Collected data entries:
----

PR #5476, opened 2023-09-11
Update shovill tool to accept fastq and fastq.gz

pimarin:
Shovill seem to failed when input is indicated as fast or fastq.gz while it can work with this input.
I just add the fastq as input format

### DIFF
--- a/tools/shovill/shovill.xml
+++ b/tools/shovill/shovill.xml
@@ -2,7 +2,7 @@
     <description>Faster SPAdes assembly of Illumina reads</description>
     <macros>
         <token name="@TOOL_VERSION@">1.1.0</token>
-        <token name="@VERSION_SUFFIX@">1</token>
+        <token name="@VERSION_SUFFIX@">2</token>
     </macros>
     <xrefs>
         <xref type="bio.tools">shovill</xref>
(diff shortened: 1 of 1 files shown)


bernt-matthias:
Why do you use fastq as format for your data and not fastqsanger or fastqillumina?

Fastq is essentially an unspecified fastq which should be used if the underlying tool can work with both phred encodings. Is this the case here?

pimarin:
The tool failed when we submitted classical fastq or fastq.gz illumina reads (while shovill command line accept this input type). If I force to change data input as fastqsanger it's okay but not good 
In the wrapper only `fastqsanger,fastqsanger.gz,fastqsanger.bz2` were provided, while in other assembler (for example spades) or tools which analyse fastq files, `fastq and fastq.gz` are also indicated.

bernt-matthias:
Then we should explicitly add `fastqillumina` and the zipped variants. 

`fastq` would also allow [`fastqcssanger`](https://github.com/galaxyproject/galaxy/blob/3c6028352405545e484b7ab6467f3572deef1468/lib/galaxy/datatypes/sequence.py#L972C12-L972C12) which is probably not desired.

bernt-matthias:
But I also have to add that the fact that a tool accepts both types may not be the same as that the tool correctly works with both. 

Most of the time tools accepting both types either 

- ignore qualities anyway
- have a flag to set the phred score
- or detect internally (which is seldom I think)

pimarin:
Humm you  right, Shovill explicitaly work with ` Illumina paired-end reads`as the author said. So it's better to remove the `fastqsanger and fastq` like option and only add `fastqillumina ` ? but I need to force the datatype when a fastq file is used (even if it's fastq from illumina)

bernt-matthias:
> Humm you right,

Ironically I can't agree with this statement. If you check [their test data](https://github.com/tseemann/shovill/tree/master/test) they have fastq files with all quality values being `2` which is not possible in `fastqillumina`, but it is in `fastqsanger`. So they likely can deal with `fastqsanger`.

Maybe it's best to just open an issue at their repo and ask if shovill can deal with fastq data of any quality encoding.

bgruening:
They can for sure deal with fastqsanger.

pimarin:
I don't have any answer from my issue on shovill repo, so it's better to keep only fastqsanger as previously write on the wrapped. So my PR is not necessary.

bgruening (approved):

----

→ **Exercise details**: Scan the records above for the string "Humm", then report every line that contains it.

→ **Result of this exercise**:
Humm you  right, Shovill explicitaly work with ` Illumina paired-end reads`as the author said. So it's better to remove the `fastqsanger and fastq` like option and only add `fastqillumina ` ? but I need to force the datatype when a fastq file is used (even if it's fastq from illumina)
> Humm you right,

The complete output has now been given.